Em cuanto a la trama, el film nos habla básicamente de la imposibilidad de realizar una entrevista a Dalí, empeño de la protagonista a lo largo de todo el metraje, y de una cena que se prolonga absurdamente sin que parezca que pueda llegar a terminar jamás. Ese estiramiento antinatural del tiempo o de los acontecimientos puede resultar no sólo buñueliano sino digno incluso de Laurence Sterne, que en La vida y las opiniones del caballero Tristram Shandy puede dilatar la acción de subir una escalera durante toda la novela mediante digresiones. Es el tipo de calambures y juegos estructurales que, en el siglo XX, caracterizó a escritores con evidente retranca como James Joyce o Julio Cortázar y a cineastas como Ruiz, Alain Resnais o incluso Manoel de Oliveira.

Y, ahora, Dupieux parece adscribirse a ese noble linaje, como mínimo desde ese thriller chocarrero e inconcreto que era Mandibules y, sin duda, en ese cuarteto de films que ha realizado desde 2022. Fumer fait tousser es un relato sin relato, el mero amontonamiento de digresiones, puro Sterne; en Incroyable mais vrai, el avance acelerado del tiempo hace saltar por los aires la narración por una especie de empacho de elipsis (e incorpora, recordemos, un homenaje explícito a Un chien andalou, dirigida por Buñuel y coescrita por Dalí); en Yannick, la puesta en escena se interrumpe abruptamente para ser enmendada por un espectador en rebeldía; y, ahora, Daaaaaalí! es el retrato de un artista adolescente-anciano que vive simultáneamente todas sus edades, alguien que no puede despertar del sueño ni puede ser entrevistado porque está fuera del tiempo ordenado y lineal, hasta el punto de que su avance por un pasillo de apenas unos metros de longitud puede prolongarse durante toda una secuencia en la que Anaïs Demoustier entra y sale de la habitación al pasillo y viceversa para ultimar los preparativos de la entrevista.

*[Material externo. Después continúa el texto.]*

PR #6051, opened 2024-01-12
Support swiftlint and swiftformat on non-macOS via docker

brennie:
Fixes [Bug 1874452](https://bugzilla.mozilla.org/show_bug.cgi?id=1874452)

  - Note:

### DIFF
--- a/automation/tests.py
+++ b/automation/tests.py
@@ -490,5 +490,14 @@ def exit_with_error(code, text, print_exception=False):
         traceback.print_exc()
     sys.exit(code)
 
+def docker_installed():
+    result = subprocess.run(
+        ["docker"],
+        stdout=subprocess.DEVNULL,
+        stderr=subprocess.DEVNULL,
+    )
+
+    return result.returncode == 0
+
 if __name__ == '__main__':
     main()
--- a/automation/tests.py
+++ b/automation/tests.py
@@ -358,14 +358,39 @@ def cargo_fmt(package=None, fix_issues=False):
     run_command(cmdline)
 
 def swift_format():
+    swift_format_args = [
+        'megazords',
+        'components/*/ios',
+        '--exclude',
+        '**/Generated',
+        '--exclude',
+        'components/nimbus/ios/Nimbus/Utils',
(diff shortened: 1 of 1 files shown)


automation/tests.py
```diff
@@ -311,8 +311,27 @@ def run_ktlint():
...
+            [
+                "docker",
+                "run",
+                "-it",
+                "--rm",
+                "-v",
+                f"{cwd}:{cwd}",
+                "-w",
+                cwd,
+                "ghcr.io/realm/swiftlint:latest",
```
tarikeshaq, line 330: Hmm do we know if this will always match the version of swiftlint running in CI (CI's version is not fixed, although I'm slightly in the camp of fixing the version - if we do that this will be fixed to that version which will be ok!)

automation/tests.py
```diff
@@ -339,14 +358,39 @@ def cargo_fmt(package=None, fix_issues=False):
     run_command(cmdline)
 
 def swift_format():
+    swift_format_args = [
```
tarikeshaq, line 361: thank you for the refactor!!

automation/tests.py
```diff
@@ -339,14 +358,39 @@ def cargo_fmt(package=None, fix_issues=False):
...
+            [
+                "docker",
+                "run",
+                "-it",
+                "--rm",
+                "-v",
+                f"{cwd}:{cwd}",
+                "-w",
+                cwd,
+                "ghcr.io/nicklockwood/swiftformat:latest",
```
tarikeshaq, line 390: ditto on the versioning, but it's still better than the status quo so I'm not going to block on figuring the versioning out! Will see if we can fix all the version at once as a followup

tarikeshaq (approved):
Thank you! 🚀

automation/tests.py
brennie: The version in CI is from `brew install swiftlint`, which should be the latest version. I also am pro fixing the verisons, esp because they seem to add new default lints in versions which causes PRs to fail for unrelated reasons :)

PR #6055, opened 2024-01-16
[DISCO-2718] Suggest: fix: Add score to AMP suggestions

tiftran:
So I think that firefox [defaults to a score 0.2](https://searchfox.org/mozilla-central/source/browser/components/urlbar/UrlbarProviderQuickSuggest.sys.mjs#33) when there's no score and @ncloudioj mentioned that firefox sorts by score (I think that's done [here?](https://searchfox.org/mozilla-central/source/browser/components/urlbar/UrlbarProviderQuickSuggest.sys.mjs#193), which would explain the amo/amp keyword collision shows an amo suggestion since amo has a score of 0.25?

  - Note:

### DIFF
--- a/components/suggest/src/db.rs
+++ b/components/suggest/src/db.rs
@@ -33,6 +33,9 @@ pub const LAST_INGEST_META_KEY: &str = "last_quicksuggest_ingest";
 /// that aren't parsable and which schema version it was first seen in.
 pub const UNPARSABLE_RECORDS_META_KEY: &str = "unparsable_records";
 
+// Default value when Suggestion does not have a value for score
+const DEFAULT_SUGGESTION_SCORE: f64 = 0.2;
+
 /// The database connection type.
 #[derive(Clone, Copy)]
 pub(crate) enum ConnectionType {
@@ -140,40 +143,40 @@ impl<'a> SuggestDao<'a> {
         {
             (self.conn.prepare_cached(
                 &format!(
-                    "SELECT s.id, k.rank, s.title, s.url, s.provider, NULL as confidence, NULL as keyword_suffix
+                    "SELECT s.id, k.rank, s.title, s.url, s.provider, s.score, NULL as confidence, NULL as keyword_suffix
                      FROM suggestions s
                      JOIN keywords k ON k.suggestion_id = s.id
                      WHERE s.provider IN ({}) AND
                            k.keyword = :keyword
                      UNION ALL
-                     SELECT s.id, k.rank, s.title, s.url, s.provider, k.confidence, k.keyword_suffix
+                     SELECT s.id, k.rank, s.title, s.url, s.provider, s.score, k.confidence, k.keyword_suffix
                      FROM suggestions s
                      JOIN prefix_keywords k ON k.suggestion_id = s.id
                      WHERE k.keyword_prefix = :keyword_prefix
-                     ORDER BY s.provider
+                     ORDER BY s.score DESC
                      LIMIT :suggestions_limit",
                     providers_to_sql_list(&query.providers),
                 ),
             )?, vec![
                 (":keyword", keyword_lowercased as &dyn ToSql),
                 (":keyword_prefix", &keyword_prefix as &dyn ToSql),
-                (":suggestions_limit", &suggestions_limit as &dyn ToSql),
+                (":suggestions_limit", &suggestions_limit as &dyn ToSql)
             ])
         } else {
             (self.conn.prepare_cached(
                 &format!(
-                    "SELECT s.id, k.rank, s.title, s.url, s.provider, NULL as confidence, NULL as keyword_suffix
+                    "SELECT s.id, k.rank, s.title, s.url, s.provider, s.score, NULL as confidence, NULL as keyword_suffix
                      FROM suggestions s
                      JOIN keywords k ON k.suggestion_id = s.id
                      WHERE s.provider IN ({}) AND
                            k.keyword = :keyword
-                     ORDER BY s.provider
+                     ORDER BY s.score DESC
                      LIMIT :suggestions_limit",
                     providers_to_sql_list(&query.providers),
                 ),
             )?, vec![
                 (":keyword", keyword_lowercased as &dyn ToSql),
-                (":suggestions_limit", &suggestions_limit as &dyn ToSql),
+                (":suggestions_limit", &suggestions_limit as &dyn ToSql)
             ])
         };
 
@@ -182,6 +185,7 @@ impl<'a> SuggestDao<'a> {
                 let title = row.get("title")?;
                 let raw_url = row.get::<_, String>("url")?;
                 let provider = row.get("provider")?;
+                let score = row.get::<_, f64>("score")?;
 
                 let keywords: Vec<String> = self.conn.query_rows_and_then_cached(
                     "SELECT keyword FROM keywords
@@ -220,6 +224,7 @@ impl<'a> SuggestDao<'a> {
                                     impression_url: row.get("impression_url")?,
                                     click_url: cooked_click_url,
                                     raw_click_url,
+                                    score,
                                 }))
                             }
                         )
@@ -245,7 +250,7 @@ impl<'a> SuggestDao<'a> {
                     SuggestionProvider::Amo => {
                         let full_suffix = row.get::<_, String>("keyword_suffix")?;
                         self.conn.query_row_and_then(
-                            "SELECT amo.description, amo.guid, amo.rating, amo.icon_url, amo.number_of_ratings, amo.score
+                            "SELECT amo.description, amo.guid, amo.rating, amo.icon_url, amo.number_of_ratings
                              FROM amo_custom_details amo
                              WHERE amo.suggestion_id = :suggestion_id",
                             named_params! {
@@ -261,7 +266,7 @@ impl<'a> SuggestDao<'a> {
                                         rating: row.get("rating")?,
                                         number_of_ratings: row.get("number_of_ratings")?,
                                         guid: row.get("guid")?,
-                                        score: row.get("score")?,
+                                        score,
                                     }))
                                 } else {
                                     Ok(None)
@@ -276,26 +281,16 @@ impl<'a> SuggestDao<'a> {
                             KeywordConfidence::High => full_suffix == keyword_suffix,
                         };
                         if suffixes_match {
-                            self.conn.query_row_and_then(
-                                "SELECT p.score
-                                FROM pocket_custom_details p
-                                WHERE p.suggestion_id = :suggestion_id",
-                                named_params! {
-                                    ":suggestion_id": suggestion_id
-                                },
-                                |row| {
+
                                     Ok(Some(Suggestion::Pocket {
                                         title,
                                         url: raw_url,
-                                        score: row.get("score")?,
+                                        score,
                                         is_top_pick: matches!(
                                             confidence,
                                             KeywordConfidence::High
-                                        )
-                                    }))
-                                }
-                            )
-                        } else {
+                                        )}))
+                                    } else {
                             Ok(None)
                         }
                     },
@@ -322,13 +317,15 @@ impl<'a> SuggestDao<'a> {
                          record_id,
                          provider,
                          title,
-                         url
+                         url,
+                         score
                      )
                      VALUES(
                          :record_id,
                          {},
                          :title,
-                         :url
+                         :url,
+                         :score
                      )
                      RETURNING id",
                     SuggestionProvider::Amo as u8
@@ -337,6 +334,7 @@ impl<'a> SuggestDao<'a> {
                     ":record_id": record_id.as_str(),
                     ":title": suggestion.title,
                     ":url": suggestion.url,
+                    ":score": suggestion.score,
                 },
                 |row| row.get(0),
                 true,
@@ -348,8 +346,7 @@ impl<'a> SuggestDao<'a> {
                              guid,
                              icon_url,
                              rating,
-                             number_of_ratings,
-                             score
+                             number_of_ratings
                          )
                          VALUES(
                              :suggestion_id,
@@ -357,8 +354,7 @@ impl<'a> SuggestDao<'a> {
                              :guid,
                              :icon_url,
                              :rating,
-                             :number_of_ratings,
-                             :score
+                             :number_of_ratings
                          )",
                 named_params! {
                     ":suggestion_id": suggestion_id,
@@ -366,8 +362,7 @@ impl<'a> SuggestDao<'a> {
                     ":guid": suggestion.guid,
                     ":icon_url": suggestion.icon_url,
                     ":rating": suggestion.rating,
-                    ":number_of_ratings": suggestion.number_of_ratings,
-                    ":score": suggestion.score,
+                    ":number_of_ratings": suggestion.number_of_ratings
                 },
             )?;
             for (index, keyword) in suggestion.keywords.iter().enumerate() {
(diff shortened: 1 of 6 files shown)


components/suggest/src/rs.rs
```diff
@@ -168,8 +168,24 @@ pub(crate) struct DownloadedAmpSuggestion {
     pub impression_url: String,
     #[serde(rename = "icon")]
     pub icon_id: String,
+    pub score: f64,
```
ncloudioj, line 171: According to the [schema](https://github.com/mozilla-services/quicksuggest-rs/blob/main/schema/quicksuggest.1.schema.json#L70-L75), `score` is optional meaning that it's possible to see `null` in the RS attachments. So we should make it `Option<f64>`. This also requires us to handle the `null` case for `PartialEq` and we can't implement `Eq` for it for total ordering.

components/suggest/src/schema.rs
```diff
@@ -48,6 +48,7 @@ pub const SQL: &str = "
         impression_url TEXT NOT NULL,
         click_url TEXT NOT NULL,
         icon_id TEXT NOT NULL,
+        score REAL NOT NULL,
```
ncloudioj, line 51: Should be nullable.

ncloudioj (dismissed):

components/suggest/src/rs.rs
linabutler: Feel free to remove the `PartialEq` and `Eq` derives from `DownloadedAmpSuggestion`, `DownloadedAmpWikipediaSuggestion`, and the other downloaded suggestion types, too!

They're here "just in case" (and will be optimized out as dead code), but we don't expose these types outside our crate, and we don't use them in our code or in unit tests, so we can just drop them 😊

components/suggest/src/suggest.udl
```diff
@@ -38,7 +38,8 @@ interface Suggestion {
         string iab_category,
         string impression_url,
         string click_url,
-        string raw_click_url
+        string raw_click_url,
+        f64 score
```
linabutler, line 42: This will be a backward-incompatible change for iOS and Android—we'll need to add the field [here](https://github.com/mozilla-mobile/firefox-ios/blob/889120b984079af73e075b47dae918f4cba924da/firefox-ios/Storage/Rust/RustFirefoxSuggestion.swift#L42) for iOS, and the [tests](https://github.com/mozilla-mobile/firefox-android/blob/51f88bd6180d80fee4cc69d56607269455cf831c/android-components/components/feature/fxsuggest/src/test/java/mozilla/components/feature/fxsuggest/FxSuggestSuggestionProviderTest.kt#L82-L101) on Android.

There's a bit of a [manual process](https://mozilla.github.io/application-services/book/howtos/breaking-changes.html#merging) for handling those:

1. Put up PRs for iOS and Android.
2. Get the iOS and Android PRs approved, but not landed yet.
3. Land this Application Services PR.
4. Wait for the automated PRs on Android and iOS that bump their Application Services versions to fail.
5. Merge the PRs from (1) into the version bump branches from (4).

tiftran: oh lol, sounds like im going on cross platform adventure 😂 , will do!

ncloudioj (dismissed):
LGTM! r=nanj

components/suggest/src/suggest.udl
ncloudioj: TIL! Gotta say that process looks quite involved to a newbie like me. Out of curiosity, what happens if we land it w/o fixing breakages in downstream? Will we get backouts like what Desktop does :D?

linabutler: Yeah, it's pretty manual!

For Android and iOS, there are bots that automatically bump the Application Services dependencies. Here's an example for iOS: mozilla-mobile/firefox-ios#18117 and Android: mozilla-mobile/firefox-android#5130. On Android, if the tests pass, the PR is merged automatically; on iOS, someone from that team needs to manually trigger CI, approve, and merge.

On Android, if the PR fails on CI, the Release Owner usually pings `#application-services-eng` on Slack, at which point the author of the breaking change merges their PR _into the branch for the version bump PR_. Here's an example of that: mozilla-mobile/firefox-android#4088. That PR folded in my fix for a breaking change in Suggest, and a fix from James for a breaking change in Nimbus. Once that combined branch was green, it was merged using "squash and merge".

On iOS, if CI fails, `@firefox-ios-alerts-bitrise` will notify `#firefox-ios`—and someone from the team might tag you or someone from the Sync team. It's the same deal there—the author of the breaking change merges their PR into the branch with the version bump, and then someone from the iOS team re-triggers CI, and squash-merges once it's all green. Here's an example: mozilla-mobile/firefox-ios#16840

There are no backouts—Android and iOS will stay on the old Application Services versions until the breakage is resolved 😅 We try to avoid backward-incompatible changes (but sometimes they can't be helped, like here), and resolve them pretty quickly. Breakages don't prevent iOS and Android from building, but they do prevent them from getting more A-S version bumps.

(On Desktop, there's no automated vendoring at all 😢)

ncloudioj: Hey Lina, thank you so much for walking us through with examples! I have a better grasp on how things interact behind the scenes!

While we might be able to find those details in the [A-S doc](zilla.github.io/application-services/book/index.html), I just feel it's much easier to get up to speed with guided walk-through like this. This should be part of the "Hack A-S: Episode II" :)

components/suggest/src/db.rs
```diff
@@ -140,17 +140,17 @@ impl<'a> SuggestDao<'a> {
         {
             (self.conn.prepare_cached(
                 &format!(
-                    "SELECT s.id, k.rank, s.title, s.url, s.provider, NULL as confidence, NULL as keyword_suffix
+                    "SELECT s.id, k.rank, s.title, s.url, s.provider, s.score, NULL as confidence, NULL as keyword_suffix
```
tiftran, line 143: i tried to add `IFNULL(s.score, 0.2) AS s.score` here and it wasn't happy with me

linabutler: Try `IFNULL(s.score, 0.2) AS score` 😊

`SELECT s.score` is shorthand for `SELECT s.score AS score`—the left-hand side of the `AS` is the qualified column name, and the right-hand side is the alias; a qualified column name can’t appear on the right-hand side.

components/suggest/src/db.rs
```diff
@@ -140,17 +140,17 @@ impl<'a> SuggestDao<'a> {
...
                      WHERE s.provider IN ({}) AND
                            k.keyword = :keyword
                      UNION ALL
-                     SELECT s.id, k.rank, s.title, s.url, s.provider, k.confidence, k.keyword_suffix
+                     SELECT s.id, k.rank, s.title, s.url, s.provider, s.score, k.confidence, k.keyword_suffix
                      FROM suggestions s
                      JOIN prefix_keywords k ON k.suggestion_id = s.id
                      WHERE k.keyword_prefix = :keyword_prefix
-                     ORDER BY s.provider
+                     ORDER BY s.score DESC
```
linabutler, line 153: I think you’ll want `IFNULL(s.score, 0.2)` here, too, or any suggestions without a score will sort last.

Could you please make `0.2` a constant, too? It’ll help clarify that it’s the default score, so that we aren’t embedding magic numbers in the query. Thanks!

components/suggest/src/db.rs
```diff
@@ -162,12 +162,12 @@ impl<'a> SuggestDao<'a> {
...
             (self.conn.prepare_cached(
                 &format!(
-                    "SELECT s.id, k.rank, s.title, s.url, s.provider, NULL as confidence, NULL as keyword_suffix
+                    "SELECT s.id, k.rank, s.title, s.url, s.provider, s.score, NULL as confidence, NULL as keyword_suffix
                      FROM suggestions s
                      JOIN keywords k ON k.suggestion_id = s.id
                      WHERE s.provider IN ({}) AND
                            k.keyword = :keyword
-                     ORDER BY s.provider
+                     ORDER BY s.score
```
linabutler, line 170: Don’t forget `IFNULL` and `DESC` here, too, please!

components/suggest/src/db.rs
linabutler: Another tip: If you write `IFNULL(s.score, 0.2) AS score` in the `SELECT`, you can just write `ORDER BY score DESC` here! 🎉 `ORDER BY` can refer to any columns or aliased expressions from the `SELECT`.

SQLite's [documentation for SELECT](https://sqlite.org/lang_select.html) is a long read, but I promise, it's _super_ worth it for helping the syntax feel less arcane.

linabutler (dismissed):
I replied to your comments 😊 Almost there!

components/suggest/src/store.rs
```diff
@@ -1990,6 +2032,24 @@ mod tests {
                 },
                 expect![[r#"
                     [
+                        Pocket {
```
linabutler, line 2035: I think this test is getting a bit too long...and I think we might also be missing some test coverage that would've caught the missing `DESC` in the first query. We can save this for a follow-up, though, unless you'd like to tackle it now!

To make sure we're covering all the cases:

Let's add one test, like `amp_wikipedia_scores`, that ingests AMP and Wikipedia suggestions. This test can exercise sorting and limits for the query that just selects from `keywords`. We can have it ingest two AMP suggestions—one with a score of 0.3, and one with 0.1—and a Wikipedia suggestion without a score.

We can then verify that the suggestions are sorted correctly, with and without a limit: AMP with 0.3, Wikipedia with the default of 0.2, and AMP with 0.1. I know we won't see AMP suggestions like that IRL (yet?); this is more to verify that the `ORDER BY` works, and that `ORDER BY` combined with a `LIMIT` returns them in the right order.

Let's have our second test, `wikipedia_pocket_scores`, ingest Wikipedia and Pocket suggestions. This test can exercise sorting and limits for the query that selects from `prefix_keywords` and `keywords`.

We can follow the same "sandwich" approach for this second test as for the first: a Pocket suggestion with a score higher than 0.2, a Wikipedia suggestion without a score, and a second Pocket suggestion with a lower score.

components/suggest/src/suggest.udl
```diff
@@ -38,7 +38,8 @@ interface Suggestion {
         string iab_category,
         string impression_url,
         string click_url,
-        string raw_click_url
+        string raw_click_url,
+        f64? score
```
linabutler, line 42: Since we always use the default score now, I wonder if we should make this non-optional. WDYT?

components/suggest/src/db.rs
```diff
@@ -140,17 +140,17 @@ impl<'a> SuggestDao<'a> {
         {
             (self.conn.prepare_cached(
                 &format!(
-                    "SELECT s.id, k.rank, s.title, s.url, s.provider, NULL as confidence, NULL as keyword_suffix
+                    "SELECT s.id, k.rank, s.title, s.url, s.provider, IFNULL(s.score, 0.2) AS score, NULL as confidence, NULL as keyword_suffix
```
linabutler, line 143: I'd ❤️ to see this in a constant eventually—like `DEFAULT_SUGGESTION_SCORE` to match Desktop's naming—so that we aren't embedding magic numbers in our queries, but that can be in a follow-up.

linabutler (approved):
r+wc, thanks!

components/suggest/src/db.rs
linabutler: Oh, I was thinking that we leave the database field as nullable, so that if we ever wanted to experiment with changing the default score, we'd have a way of distinguishing them!

components/suggest/src/db.rs
```diff
@@ -182,6 +182,7 @@ impl<'a> SuggestDao<'a> {
                 let title = row.get("title")?;
                 let raw_url = row.get::<_, String>("url")?;
                 let provider = row.get("provider")?;
+                let score = row.get::<_,Option<f64>>("score")?;
```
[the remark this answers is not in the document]
linabutler:
```suggestion
                let score = row.get::<_, f64>("score")?;
```

Oops, sorry I didn't catch this! Since you're using `IFNULL` in the query, this doesn't need to be an `Option` anymore—it'll never be `None`.

components/suggest/src/db.rs
```diff
@@ -261,7 +263,7 @@ impl<'a> SuggestDao<'a> {
                                         rating: row.get("rating")?,
                                         number_of_ratings: row.get("number_of_ratings")?,
                                         guid: row.get("guid")?,
-                                        score: row.get("score")?,
+                                        score: score.unwrap_or_default(),
```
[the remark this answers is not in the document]
linabutler: Or if you change to `row.get::<_, f64>("score")?` above.

components/suggest/src/suggest.udl
linabutler: On further thought, let's make this non-optional—there's no need to keep it nullable if we always set its value.

components/suggest/src/db.rs
ncloudioj: > Oh, I was thinking that we leave the database field as nullable, so that if we ever wanted to experiment with changing the default score, we'd have a way of distinguishing them!

I think using a default score in the `suggestion` table should be fine. For experimentation, we can always override it via external sources (like what we do for AMP & Pocket suggestions). In the longer term, I'd foresee a path that we'd adjust the `score`s from DB for relevance ranking perhaps in the application.

linabutler: Sounds good to me, thanks! 👍🏼

components/suggest/src/db.rs
```diff
@@ -423,8 +426,7 @@ impl<'a> SuggestDao<'a> {
                     ":record_id": record_id.as_str(),
                     ":title": common_details.title,
                     ":url": common_details.url,
-                    ":score": common_details.score,
-
+                    ":score": common_details.score.unwrap_or(DEFAULT_SUGGESTION_SCORE)
```
tiftran, line 429: So I tried a couple things with the schema `score REAL DEFAULT 0.2` it was unhappy with me try to insert a NULL value. 
I landed on `score REAL NOT NULL ON CONFLICT REPLACE DEFAULT 0.2` and i was uncertain of that too

components/suggest/src/schema.rs
```diff
@@ -51,11 +52,6 @@ pub const SQL: &str = "
         FOREIGN KEY(suggestion_id) REFERENCES suggestions(id) ON DELETE CASCADE
     );
 
-    CREATE TABLE pocket_custom_details(
```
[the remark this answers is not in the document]
tiftran: how does one do that 😅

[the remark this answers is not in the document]
ncloudioj: I believe `DROP TABLE IF EXISTS pocket_custom_details` should do.

After a second thought, since we're bumping the schema version as well, we will rebuild the entire db anyway. Maybe we don't need to drop anything. @linabutler Could you please hold me true? :)

components/suggest/src/db.rs
ncloudioj: Right, `score DEFAULT 0.2` wont work because we always specify `score` in `INSERT`. This works equally fine 👍

components/suggest/src/db.rs
```diff
@@ -33,6 +33,9 @@ pub const LAST_INGEST_META_KEY: &str = "last_quicksuggest_ingest";
 /// that aren't parsable and which schema version it was first seen in.
 pub const UNPARSABLE_RECORDS_META_KEY: &str = "unparsable_records";
 
+// Default value when Suggestion does not have a value for score
+pub const DEFAULT_SUGGESTION_SCORE: f64 = 0.2;
```
ncloudioj, line 37: Does this need to be `pub`?

ncloudioj (approved):
LGTM, thanks!

components/suggest/src/schema.rs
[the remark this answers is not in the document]
linabutler: Nope, no need for a `DROP TABLE`. If we were doing a durable migration, where we wanted to preserve the database, we would—but the `1..10` branch in `upgrade_from` is replacing the entire database, so we can just delete this `CREATE TABLE` statement.

linabutler (approved):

El toque surreal y la guasa, en definitiva, son más eficaces que el discurseo para parodiar las vergüenzas de nuestra sociedad de hoy, como la explotación y la exigencia draconiana por parte de personajuchos abominables que acompañan a la precariedad laboral -algo que estaba ya en Le Daim-. Y son más eficaces también para decirnos algo sobre el más importante de los temas de cualquier película, que no es otro que el cine. Porque a Dalí le obsesiona durante todo el film ser entrevistado con una cámara grande, de cine, lo más aparatosa posible. Lo cual se convierte en un impedimento en sí mismo, una ambición absurda que oblitera la concreción de la entrevista. Dupieux nos resulta un cineasta cada vez más interesante porque va afinando un consistente discurso sobre la imposibilidad del relato y la ridiculez de la puesta en escena, situándose más allá del cine o de su muerte, que debe haber acontecido en algún momento sin que nos hayamos dado cuenta.